A lot of people seem to be in a rush to blame the spam deluge on the lack of authentication provided by the venerable Simple Mail Transfer Protocol (SMTP) standard. The truth is, existence of SMTP authentication would, by itself, do almost nothing to alleviate the spam problem. It’s important to understand what SMTP authentication really adds to the equation, how it might be useful in the fight against spam and what are its limitations.
There are two kinds of authentication. One is domain based authentication—a mechanism that connects each sender of an e-mail to his or her domain name.

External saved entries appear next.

PR #6100, opened 2024-06-20
Fix HiCExplorer wrappers

lldelisle:
I realize that these 2 wrappers are currently modifying inputs. This breaks reproducibility!

### DIFF
--- a/tools/hicexplorer/hicMergeMatrixBins.xml
+++ b/tools/hicexplorer/hicMergeMatrixBins.xml
@@ -11,8 +11,8 @@
             --matrix 'matrix.$matrix_h5_cooler.ext'
             --numBins $numBins
             $runningWindow
-            --outFileName 'matrix.$matrix_h5_cooler.ext'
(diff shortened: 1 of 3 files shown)


lldelisle:
@bgruening, this bug really needs to be fixed, this is really annoying to have wrappers that modify inputs...
The tests of 'hicbuildmatrix' are failing because HiCExplorer is not compatible with pandas 2.0. I guess, this should be fixed in the docker quay.io/biocontainers/hicexplorer:3.7.2--pyhdfd78af_1, no?

bgruening:
I think we should fix the hicexplorer bioconda recipe and pin it to pandas<2. If this was done, we need to rebuild a new container via the multi-tool container repo of biocontainers. Sorry on my mobile will try to add links later or fix it.

lldelisle:
The thing is that HiCExplorer is 3.7.4 now. So do you think we should update the wrappers to 3.7.4?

Several such schemes have been proposed recently, most notably Reverse MX and SPF, which provide the recipient with an assurance that the e-mail actually originated from the sender’s domain name. For example, if you receive mail from [email protected], and wonderland.com was participating in one of the domain authentication schemes, you could be sure that her e-mails actually originated from wonderland.com.

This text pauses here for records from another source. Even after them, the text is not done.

PR #6121, opened 2024-07-02
Make bed features from nonparametric continuous extreme bigwig value regions. 

fubar2:
FOR CONTRIBUTOR:
* [*] I have read the [CONTRIBUTING.md](https://github.com/galaxyproject/tools-iuc/blob/master/CONTRIBUTING.md) document and this tool is appropriate for the tools-iuc repo.
* [*] License permits unrestricted use (educational + commercial)
* [*] This PR adds a new tool or tool collection

## Make bed features for continuous bigwig outlier high or low value regions

For building some of the [NIH MARBL T2T assembly polishing](https://github.com/marbl/training) tools as Galaxy workflows for the VGP. Idea is to identify regions of very low or high coverage, or of sparse or dense dinucleotide repeat regions for example, as bed features that can be combined into a single, summary "issues" or "anomalies" track for a new (VGP or other) assembly. Bigwig regions as long or longer than `minwin` (10 works well) where all values are at or above (below) a defined quantile cutoff such as 0.99 (0.01) are written to a bed file. 

Both high and low features combined, and high-only/low-only bed files can be created. Multiple bigwigs can be combined and bed features have the provided bigwig label as annotation - only makes sense if they share the same reference so all the features can be displayed. 

The quantile cut point values are estimated and applied over each chromosome, then turned into contiguous regions of `minwin` length using a few lines of [borrowed numpy code](http://gregoryzynda.com/python/numpy/contiguous/interval/2019/11/29/contiguous-regions.html). Makes it look easy and is very fast.

Sample images below from the JBrowse2 tool and Arang's HG002 human assembly paternal haplotype. Wrote a new JB2 plugin to show bed feature scores high as red and low as blue, in the sample images below. 

Whole paternal chromosome 14 view - bigwig is top track, "issues" bed is lower track:
image

Zooming in to start of the chromosome, showing details of that long region of low coverage and peaks of high coverage:
image

Some obvious differences in the red/blue bed region distributions between chromosomes 14,15,21,22 and Y in this "all contigs" view - explanations welcomed!

image

[pybigtools](https://github.com/jackh726/bigtools) is used for the bigwig interface. 

### Why not use DeepTools windowed mean values for this purpose?
bigwig coverage values have a very long right tail and look more like a poisson than a normal distribution so a  parametric approach is problematic for guaranteeing some level of control for type 1 errors (false positives) in the context of billions of bigwig values. Using an empirical windowed quantile cut-off this way, the probability of 10 consecutive values at or above a 99th centile cutoff by chance gives 0.01<sup>10</sup> as a generalisable false positive rate. See warning about the low cutoff in sparse truncated distributions such as coverage

### Quantiles per chromosome rather than quantiles for the whole bigwig 
Not feasible to hold all contigs in the entire decoded bigwig in RAM to estimate quantiles. It may be
better to sample across all chromosomes so as not to lose any systematic differences between them - the current method will hide those differences unfortunately. Sampling might be possible. Looking at the actual quantile values across a couple of test bigwigs suggests that there is not much variation between chromosomes but there's an optional tabular report to check them for each input bigwig.


tools/bigwig_outlier_bed/bigwig_outlier_bed.xml
```diff
@@ -0,0 +1,285 @@
...
+                        if seg[1] - seg[0] >= self.bedwin:
+                            bedlo.append((chr, seg[0], seg[1], '%s_lo' % (bwlabel), -1))
+                bwmean = np.mean(bw)
+                bwstd = np.std(bw)
+                bwmax = np.max(bw)
+                nrow = np.size(bw)
+                bwmin = np.min(bw)
+                restab.append('%s\t%s\t%d\t%f\t%f\t%f\t%f\t%f\t%f' % (bwlabel,chr,nrow,bwmean,bwstd,bwmin,bwmax,self.bwtop,self.bwbot))  
+        stable = '\n'.join(restab)      
+        print(stable)
```
bgruening, line 151: can be removed

tools/bigwig_outlier_bed/bigwig_outlier_bed.xml
```diff
@@ -0,0 +1,285 @@
...
+#end if
+#if $qlo:
+--qlo '$qlo'
+#end if
+#if $tableout == "create":
+ --tableoutfile '$tableoutfile'
+#end if
+]]></command>
+  <configfiles>
+    <configfile name="runme"><![CDATA[#raw
```
bgruening, line 51: If you use configfiles you can hardcode the params into the scrip and avoid using argparse. If you want to use argparse I would store the script next to the tool as python file so we get the lining for free.

tools/bigwig_outlier_bed/bigwig_outlier_bed.xml
```diff
@@ -0,0 +1,285 @@
...
+            bedf.write('\n'.join(beds))
+            bedf.write('\n')
+        print('Wrote %d bed regions to %s' % (len(bed), bedfname))
+
+    def makeBed(self):
+        bedhi = []
+        bedlo = []
+        bwlabels = self.bwlabels
+        bwnames = self.bwnames
+        print('bwnames=', bwnames, "bwlabs=", bwlabels)
```
bgruening, line 116: remove?

tools/bigwig_outlier_bed/bigwig_outlier_bed.xml
```diff
@@ -0,0 +1,285 @@
...
+    a('-l', '--qlo',default=None, type=float)
+    a('-i', '--qhi',default=None, type=float)
+    a('-w', '--bigwig', nargs='+')
+    a('-n', '--bigwiglabels', nargs='+')
+    a('-o', '--bedouthilo', default=None, help="optional high and low combined bed")
+    a('-u', '--bedouthi', default=None, help="optional high only bed")
+    a('-b', '--bedoutlo', default=None, help="optional low only bed")
+    a('-t', '--tableoutfile', default=None)
+    args = parser.parse_args()
+    print('args=', args)
```
bgruening, line 179: remove?

tools/bigwig_outlier_bed/bigwig_outlier_bed.xml
```diff
@@ -0,0 +1,285 @@
...
+    <param name="minwin" type="integer" value="10" label="Minimum continuous bases to count as a high or low bed feature" help="Actual run length will be found and used for continuous features as long or longer."/>
+    <param name="qhi" type="float" value="0.99" label="Quantile cutoff for a high region - 0.99 will cut off at or above the 99th percentile" help="" optional="true"/>
+    <param name="qlo" type="float" value="0.01" label="Quantile cutoff for a low region - 0.01 will cut off at or below the 1st percentile." help="" optional="true"/>
+    <param name="outhilo" type="boolean" truevalue="true" falsevalue="false"  checked="true" label="Output both high and low regions to a bed file" help="At least one up to 3 outputs. This one is best for JBrowse2"/>
+    <param name="outhi" type="boolean" truevalue="true" falsevalue="false" checked="false" label="Output only high regions to a bed file" help="Choose if you only care about high regions"/>
```
bgruening, line 195:
```suggestion
    <param argument="--bedouthilo" type="boolean" truevalue="--bedouthilo" falsevalue="" checked="false" label="Output only high regions to a bed file" help="Choose if you only care about high regions"/>
```

Why not using something like that?

tools/bigwig_outlier_bed/bigwig_outlier_bed.xml
```diff
@@ -0,0 +1,285 @@
...
+      <filter>outhilo</filter>
+    </data>
+    <data name="bedouthi" format="bed" label="High bed" hidden="false">
+      <filter>outhi</filter>
+    </data>
+    <data name="bedoutlo" format="bed" label="Low bed" hidden="false">
+      <filter>outlo</filter>
+    </data>
+    <data name="tableoutfile" format="tabular" label="Contig statistics" hidden="false">
+      <filter>options['tableout'] == "create"</filter>
```
bgruening, line 214: Oha, why is "options" here needed?

tools/bigwig_outlier_bed/bigwig_outlier_bed.xml
```diff
@@ -0,0 +1,285 @@
...
+        sys.exit(2)
+    findOut(args)
+#end raw]]></configfile>
+  </configfiles>
+  <inputs>
+    <param name="bigwig" type="data" optional="false" label="Bigwig file(s) to process" help="If more than one, MUST all use the same reference sequence to be displayable. Feature names will include the bigwig label." format="bigwig" multiple="true"/>
+    <param name="minwin" type="integer" value="10" label="Minimum continuous bases to count as a high or low bed feature" help="Actual run length will be found and used for continuous features as long or longer."/>
+    <param name="qhi" type="float" value="0.99" label="Quantile cutoff for a high region - 0.99 will cut off at or above the 99th percentile" help="" optional="true"/>
+    <param name="qlo" type="float" value="0.01" label="Quantile cutoff for a low region - 0.01 will cut off at or below the 1st percentile." help="" optional="true"/>
+    <param name="outhilo" type="boolean" truevalue="true" falsevalue="false"  checked="true" label="Output both high and low regions to a bed file" help="At least one up to 3 outputs. This one is best for JBrowse2"/>
```
bgruening, line 194: to prevent failing the tool when nothing is selected, could we use a 4-option select param with multiple=true but also optional=false?

tools/bigwig_outlier_bed/bigwig_outlier_bed.xml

The second kind of authentication is identity authentication with digital signatures, in which the sender digitally signs the e-mail such that it can be verified by the recipient with help of sender’s public key. PGP has been used for identity authentication for the last 10 years by the cryptography and security community, but has not been widely integrated into e-mail applications.

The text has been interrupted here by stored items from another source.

PR #6123, opened 2024-07-03
Quick fix for fastq-dump reads name issue

diegomics:
In **fastq-dump**, the current default for --defline-seq is `@$sn[_$rn]/$ri`
The program default is `@$ac.$si $ri length=$rl`
Maybe the program default is too much, but missing the accession can produce reads named 1/1, 2/1, 3/1 in some cases. This is problematic if you have several fastq with reads named the same.
I'm proposing bringing back the accession at the beginning to avoid this. It should be `@$ac.$sn[_$rn]/$ri`

Similarly, for **fasterq-dump**, now it is `@$sn/$ri` and it should be `@ac.$sn/$ri`

### DIFF
--- a/tools/sra-tools/fasterq_dump.xml
+++ b/tools/sra-tools/fasterq_dump.xml
@@ -73,7 +73,7 @@
     <inputs>
         <expand macro="input_conditional"/>
         <section name="adv" title="Advanced Options" expanded="False">
-            <expand macro="defline" defline_param="--seq-defline" defline_default="@$sn/$ri"/>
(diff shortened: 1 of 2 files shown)


SaimMomin12:
Hi @diegomics, 
Thanks for bringing this into our notice, could you also update the test data files for the tool which will allows the above the CI/CD tests to pass?

SaimMomin12:
Hi @diegomics, I have updated the test dataset for this PR [here.](https://github.com/galaxyproject/tools-iuc/pull/6260)

Thanks for the contribution!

Both kind of authentications have one thing in common: they allow us to trust the “From” field. But what would we do next? Should we “whitelist” known correspondents and quarantine the mail from unknown people in a folder labeled something like, “potential spam”? Clearly, that just shifts the problem from Inbox to the “potential spam” folder; we’d still have to sift through the spam to get at legit messages. We could issue challenge/responses to unknown but authenticated senders. Several challenge/response tools exist today (Spam Arrest, Matador, etc.) that respond to unknown senders with a graphical or analytical question to establish they are indeed human (as opposed to spam-spewing automata). Such systems are flawed without authentication, however, since they end up sending challenges to whatever fake address the spammer puts in the From field. Authentication would benefit these systems but challenge/response interactions alter the e-mail experience (and don’t work for mailing lists), and is perhaps the least desired “solution” to spam. We could use network origination information coupled with sender’s e-mail addresses as a vector in a statistical spam filtration system. Cloudmark does this to some extent already and SPF based systems intend to do this as well; the technique turns out to be a decent metric to prioritize and filter e-mail. However, it’s does not “solve” the spam problem better than filtration technologies available today.